健斗は若くて、見栄えもいい。長身でモデルのように均整の取れたスタイル、人目を引く華やかな顔立ち、ファッション雑誌から抜け出てきたようなスタイリッシュな格好。性格は人懐っこく、明るく社交的。友達100人いるリア充タイプだ。きっと女の子には物凄くモテるだろう。バイトが終わる頃合いを見計らって、店の前で彼を待っている様子の女の子や、大学生グループを見かけることがよくある。

その健斗が、何か悩み事を抱えているとしたら、多分、恋愛がらみだろう。
皓一はそう当たりを付けていた。同世代の友人にはあらかた相談したが解決しないので、年上の皓一に悩みを聞いてもらいたい――そんなところだろう、と。
ひょっとすると、健斗が好きになった女性は、ずいぶん年上なのかもしれない。皓一は「俺と同世代の女性じゃないだろうか」と予想を立てていた。
そして皓一は、健斗がいつ相談を持ち掛けてくるか、ずっと待っていたのだ。もう少し様子を見て、健斗が言い出せないようならこちらから話を振ってやった方がいいかもしれない、と思いながら。

事務所内には今、皓一と健斗の二人しかいない。
健斗は真剣な表情で皓一の傍まで近づいてきて、口を開いた。

「仕事中、邪魔して申し訳ないんですが……ちょっと……いいですか、皓一さん……。俺、あなたに訊きたいことがあるんです」

来た来た来た来たーっ!などと思いながら、皓一は少々ぎこちない笑顔を健斗に向けながら答えた。鼻から噴出しそうな熱い興奮を悟られないように、ギュウギュウと体内に押し込めながら。

「ああ……恋愛の悩みなら、相談に乗るぞ? けど、期待はしてくれるな。なんせ俺は、女性とのお付き合いはほとんど経験がないからな。役に立たなくても、責めてくれるなよ! でも大丈夫だ、この職場には女性がいっぱいいる! おまえの悩みだと悟られないよう、俺が彼女たちに相談してやることもできる。彼女たちの協力は、強力だぞ~! きっと一発で解決すること間違いなしだぞ!」

思いつめたような風情の健斗の緊張を和らげようと、冗談めかしてそう言った皓一だったが、健斗はにこりともしないで、相変わらず硬い表情で言った。

「女性じゃ、ないんです、皓一さん。実は俺……男を、好きになったんです」

(はっ?!)

健斗からの予想外の告白に、皓一の脳内がフリーズする。
やがてゆっくりと再起動を始めた皓一は、笑顔を顔に張りつかせたままパニックに陥っていた。

(男を、好きに?! 健斗君が?! 誰がどう見ても究極のリア充ストレート、女の子からのデートのお誘いに毎週末忙しい、といった感じの健ちゃんが?! いやいやいやいやいやいや、ナイだろ、ナイナイナイナイナイナイ! ハッ、待てよ?! もしかして健斗君は、俺がゲイだと勘付いて、確証を得るために自分はゲイだと嘘をついて、俺をカムアウトへと誘導しようとしているんじゃ?! え、どうして、なんで?! もしかして、脅迫するため?! いや待て、健斗君はそんなコじゃないぞ! そうだ、健斗君がここにバイトに来てもう2年くらい、俺はずっと関わってきたが、健斗君は優しいコだ! ハッ! しっかりしろ、俺! もし健斗君が真剣な気持ちで俺にその悩みを相談しているのなら、フリーズはまずい! 傷つけてしまうじゃないか!!)

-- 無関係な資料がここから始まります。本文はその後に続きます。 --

PR #23622, opened 2025-01-31
potential fix to the bug im having

ciaranmcguinness:

### DIFF
--- a/vlib/net/http/response.v
+++ b/vlib/net/http/response.v
@@ -35,7 +35,21 @@ pub fn (resp Response) bytestr() string {
 
 // Parse a raw HTTP response into a Response object
 pub fn parse_response(resp string) !Response {
-	version, status_code, status_msg := parse_status_line(resp.all_before('\r\n'))!
+	sline := resp.all_before('\r\n')
+	mut version := "" 
+	mut status_code := ""
+	mut status_msg := ""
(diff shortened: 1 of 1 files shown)


ciaranmcguinness:
what? i hate github

felipensp:
> what? i hate github

I have reopened it.

spytheman:
Can you please describe in more details what problem this PR solves, and potentially provide a regression test, that fails on master, but passes here?

vlib/net/http/response.v
```diff
@@ -35,7 +35,21 @@ pub fn (resp Response) bytestr() string {
 
 // Parse a raw HTTP response into a Response object
 pub fn parse_response(resp string) !Response {
-	version, status_code, status_msg := parse_status_line(resp.all_before('\r\n'))!
+	sline := resp.all_before('\r\n')
+	mut version := "" 
+	mut status_code := ""
+	mut status_msg := ""
+	//this may be a hack, but it means i can get free completions from ai.hackclub.com
+	//fix sites that send malformed responses with leading newlines
```
enghitalo, line 43: Well... I think we must avoid handling things out of documented standards.

enghitalo: Returning an error would be more interesting to respond to a bad request error. IMHO

ciaranmcguinness:
this was supposed to be a pr on my own repo, this is not at all ready for prod

Issue #23412, opened 2025-01-08
Single selective import will produce a warning "module is imported but never used"


khalyomede:
### Describe the bug

When selectively importing a single statement inside of a module, a warning is raised.

### Reproduction Steps

1. Create a folder "http" and a file "http/Mime.v" with this content:

```v
module http

enum Mime {
  text_html
}
```

2. Create a "main.v" file and have this content:

```v
module main

import http { Mime }

fn main() {
  mime := Mime.text_html.str()

  println(mime)
}

```

Interpret or compile the main file:

```v
> v run main.v
main.v:3:8: warning: module 'http' is imported but never used
    1 | module main
    2 | 
    3 | import http { Mime }
      |        ~~~~
    4 | 
    5 | fn main() {
text_html
```

### Expected Behavior

No warnings when selectively importing one module.

### Current Behavior

It produce a warning when compiing or interpreting the code:

```bash
> v main.v
main.v:3:8: warning: module 'http' is imported but never used
    1 | module main
    2 | 
    3 | import http { Mime }
      |        ~~~~
    4 | 
    5 | fn main() {
```

### Possible Solution

In the mean time I just import the module without selective import, and access my statement (see below).

### Additional Information/Context

Simple module import produces no warnings when used in place of a single selective import. This code below will produce no warnings:

```v
module main

import http

fn main() {
  mime := http.Mime.text_html.str()

  println(mime)
}
```

### V version

0.4.9

### Environment details (OS name and version, etc.)

|V full version      |V 0.4.9 9fc8352
|:-------------------|:-------------------
|OS                  |linux, N/A
|Processor           |8 cpus, 64bit, little endian, Intel(R) Core(TM) i7-10510U CPU @ 1.80GHz
|Memory              |6.8GB/15.43GB
|                    |
|V executable        |/opt/v/v
|V last modified time|2025-01-08 03:26:40
|                    |
|V home dir          |OK, value: /opt/v
|VMODULES            |OK, value: /root/.vmodules
|VTMP                |OK, value: /tmp/v_0
|Current working dir |OK, value: /home/v
|                    |
|env VFLAGS          |"-cc gcc"
|                    |
|Git version         |git version 2.30.6
|V git status        |9fc83526 (3 commit(s) behind V master)
|.git/config present |true
|                    |
|cc version          |cc (Alpine 10.2.1_pre1) 10.2.1 20201203
|gcc version         |gcc (Alpine 10.2.1_pre1) 10.2.1 20201203
[...]

PR #23626, opened 2025-02-01
`parser`: do not warn on imported sym as long as it is used 

Delta456:
Fixes https://github.com/vlang/v/issues/23412


spytheman (approved):
Excellent work.

PR #23636, opened 2025-02-02
tools: add vreduce

Eliyaan:
Adds the `v reduce` tool that helps doing minimal reproducible examples.
The tool works: `v reduce [options]` and outputs the rpdc.v file in the current directory.

I dont know if I missed something I should have done.

### DIFF
--- a/cmd/tools/vreduce.v
+++ b/cmd/tools/vreduce.v
@@ -33,24 +33,23 @@ fn main() {
 		exit(1)
 	}
 
-	println("Starting to reduce the file '${file_path}' with command `${command}` reproducing `${error_msg}`")
+	println("Starting to reduce the file: '${file_path}'\n    with command: `${command}`,\n    trying to reproduce: `${error_msg}`")
 
 	if do_fmt {
-		println('Will do v fmt to the output rpdc.v file')
+		println('Will do `v fmt -w rpdc.v` after the reduction.')
 	} else {
-		println('Will not do v fmt to the output rpdc.v file (use the `--fmt` or `-w` flag to enable it)')
+		println('Will NOT do `v fmt -w rpdc.v` (use the `--fmt` or `-w` flag to enable it)')
 	}
 
-	// Opening the file
-	file := os.read_file(file_path)!
-	assert string_reproduces(file, error_msg, command)
-	println('Original code size: ${file.len}')
-	mut tree := parse(file)
+	content := os.read_file(file_path)!
+	assert string_reproduces(content, error_msg, command)
+	show_code_stats(content, label: 'Original code size')
+	mut tree := parse(content)
 
 	// start tests
 	tmp_code := create_code(tree)
 	assert string_reproduces(tmp_code, error_msg, command)
-	println('Code size without comments: ${tmp_code.len}')
+	show_code_stats(tmp_code, label: 'Code size without comments')
 
 	// reduce the code
 	reduce_scope(mut tree, error_msg, command, do_fmt)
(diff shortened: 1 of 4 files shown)


cmd/tools/vreduce.v
```diff
@@ -0,0 +1,286 @@
...
+	fp.skip_executable()
+	fp.application('v reduce')
+	fp.description('This tool will reduce the code file and try to make the smallest one it can that reproduces the error when the command is executed')
+	fp.version('')
+
+	file_path := fp.string('file_path', `f`, '', 'the path of the file you want to reduce')
+	error_msg := fp.string('error_msg', `e`, default_error_msg, 'the error message you want to reproduce, default: \'${default_error_msg}\'')
+	command := fp.string('command', `c`, default_command, 'the command used to try to reproduce the error, default: \'${default_command}\'')
+	do_fmt := fp.bool('fmt', `w`, false, 'enable v fmt for the output (rpdc.v)')
+	_ := fp.finalize() or {
```
spytheman, line 23:
```suggestion
	file_paths := fp.finalize() or {
```
then you can `v reduce file.v`, without needing `-f`
asserting file_paths.len == 1 may be a good idea too

spytheman: or checking it and doing `println(fp.usage())` if the check fails

cmd/tools/vreduce.v
```diff
@@ -0,0 +1,286 @@
...
+const tmp_folder = '.tmp_v_reduce'
+const tmp_reduced_code_file_name = '__v_reduced_code.v'
+const path = '${tmp_folder}/${tmp_reduced_code_file_name}'
+
+fn main() {
+	mut fp := flag.new_flag_parser(os.args)
+	fp.skip_executable()
+	fp.application('v reduce')
+	fp.description('This tool will reduce the code file and try to make the smallest one it can that reproduces the error when the command is executed')
+	fp.version('')
```
spytheman, line 17:
```suggestion
	fp.version('0.0.1')
```

cmd/tools/vreduce.v
```diff
@@ -0,0 +1,286 @@
+import os
+import flag
+import math
+
+const default_command = 'v -no-skip-unused' // Command used to compile the program, using -no-skip-unused to ease the reducing
+const default_error_msg = 'C error found' // the pattern to reproduce
+// Temporary files
+const tmp_folder = '.tmp_v_reduce'
```
spytheman, line 8:
```suggestion
const tmp_folder = os.join_path(os.vtmp_dir(), 'vreduce')
```

spytheman: (the benefit of that is that you will not need to add an exception for the `.tmp_v_reduce` folder in your .gitignore file)

cmd/tools/vreduce.v
```diff
@@ -0,0 +1,286 @@
+import os
+import flag
+import math
+
+const default_command = 'v -no-skip-unused' // Command used to compile the program, using -no-skip-unused to ease the reducing
```
spytheman, line 5:
```suggestion
const default_command = '${os.quoted_path(@VEXE)} -no-skip-unused' // Command used to compile the program, using -no-skip-unused to ease the reducing
```

spytheman: In this way, it will work even for v setups, where there is no global `v` (i.e. from a .zip file, where the user has not run `v symlink`)

spytheman: I am not sure that passing `-no-skip-unused` is a good idea - the default is currently the opposite (i.e. as if -skip-unused is passed).

Most people will have bugs show up, for projects where the default is used, not for cases, where they have passed `-no-skip-unused` .

Eliyaan: If `-no-skip-unused` is not used, vreduce will not be able to reduce as efficiently functions that are calling the function causing trouble. If it tries to remove the body of the function where the call to the function causing trouble is located it will not show the error as the function will get pruned before cgen.

spytheman:
Excellent work @Eliyaan .

I've tried it on one of the latest issues, and it cut the source in half 🥳:
image

spytheman (approved):

felipensp:
Nice work!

皓一の脳内は以上のことを超高速で処理した。その間2~3秒。健斗は思いつめた表情で皓一の反応を窺っている。皓一は心臓をバクバクさせながら、健斗を傷つけないよう慎重に言葉を選んで話し始めた。

「うん……そうか、男を、好きに。うん、そうだな、きっとそういうこともあるよな。いいんだぞ、同性を好きになってもこの世界は終わらない。男でも女でも蝶々でも鉄道でも、好きなものを好きになればいいんだ、うん、心はどこまでも自由だからな! まあ落ち着け!」

「俺、落ち着いてます」

「そそそそ、そうか。ごめん、落ち着いてないの、俺の方だな。悪い。健斗君は前に、彼女がいるって言ってたから、ちょっと驚いて。ごめんな。いや、いいんだよ、おまえが男を好きになっても、俺は否定したりしない」

「……皓一さんは、俺を軽蔑したり、しませんよね?」

「するわけないだろ! だって俺は……」

「“だって、俺は”?」

「あっいや、俺はあれだ、そういう偏見、元々無いんだ。それに、不謹慎に面白がったりもしないから、安心しろ、な」

そのとき、館内に閉店を報せる音楽が流れ出し、皓一は慌てて席を立った。

「悪い、健斗君、話はまた今度聞く。閉店作業だ、行こう」

「皓一さん、今夜このあと、飲みに行きませんか。都合が悪くなければ……」

思いつめた表情の健斗を断わることなどできず、皓一は「おう、いいぞ」と快諾した。